A dose-effect study of repeated administration of buprenorphine/naloxone on performance in opioid-dependent volunteers.
Author(s): Mintzer MZ, Correia CJ, Strain EC
Affiliation(s): Department of Psychiatry and Behavioral Sciences, Johns Hopkins University School of Medicine, Baltimore, MD 21224, USA. mmintzer@jhmi.edu
Publication date & source: 2004-05-10, Drug Alcohol Depend., 74(2):205-9.
Publication type: Clinical Trial; Randomized Controlled Trial
Based on its unique pharmacological profile, buprenorphine may produce less impairment in psychomotor and cognitive performance than methadone. However, the few studies that have investigated the performance effects of buprenorphine in opioid-abusing volunteers examined effects of single acute doses rather than effects of repeated dosing and included a very limited range of measures.
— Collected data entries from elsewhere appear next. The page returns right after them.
Issue #312, opened 2023-08-18
pkgconf --modversion /path/to/foo.pc is broken


floppym:
Before f49029c681653044d19450f6c278bf54543d0d18:
```
% pkgconf --modversion /usr/share/pkgconfig/udev.pc
254
```
After f49029c681653044d19450f6c278bf54543d0d18:
```
% pkgconf --modversion /usr/share/pkgconfig/udev.pc
(no output)
```

eli-schwartz:
Using the PR by @breavyn at #311:
```diff
diff --git a/cli/main.c b/cli/main.c
index c967455..8f9d9cf 100644
--- a/cli/main.c
+++ b/cli/main.c
@@ -302,6 +302,7 @@ print_modversion(pkgconf_pkg_t *world, pkgconf_queue_t *queue_node)
 		{
 			pkgconf_dependency_t *provided_dep = provided_iter->data;
 
+			printf("testing id: %s, provided package: %s, node package: %s \n", pkg->id, provided_dep->package, queue_node->package);
 			if (strcmp(provided_dep->package, queue_node->package))
 				continue;
 
```

```bash
$ ./pkg/bin/pkgconf --modversion /usr/share/pkgconfig/udev.pc
testing id: udev, provided package: udev, node package: /usr/share/pkgconfig/udev.pc 
```

kaniini:
#313 has been merged

PR #313, opened 2023-08-18
cli: fix --modversion not showing version in various cases

breavyn:
There are numerous edge cases where version is wrong or missing when matching the dependency queue to resolved packages. This adds the dependency name as it appears in the dependency queue to each package as it is resolved, allowing for a simple and correct comparison when printing.

This is an alternative approach to  #311

This should resolve these current issues;

- duplicate and/or incorrect versions shown in cases like libev libevdev
- no version shown for complete paths (#312)
- no version shown when package is matched by provides. sdl  -> sdl12_compat
- no version shown when package is matched by -uninstalled


breavyn:
Added additional regression tests demonstrating these cases.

The present inpatient study evaluated dose-related effects of repeated administration of the buprenorphine/naloxone combination product (8/2, 16/4, 32/8 mg, sublingual tablets) in eight opioid-dependent volunteers on performance of a broad range of tasks, following a period of 7-10 days of dosing at each level, in a double-blind, within-subject, crossover design. The testing battery included measures of psychomotor speed, time perception, conceptual flexibility, focused attention, working memory, long-term/episodic memory, and metamemory. Supporting the hypothesis of limited impairment with buprenorphine, results revealed minimal impairment in performance as buprenorphine/naloxone dose was increased four-fold. The only significant effect of dose was an impairment in episodic/long-term memory (recognition memory) performance at the highest dose (32/8 mg) relative to the two lower doses. Future studies incorporating larger sample sizes and non-drug controls, as well as directly comparing buprenorphine to methadone and LAAM are needed to further test the hypothesis of limited impairment with buprenorphine.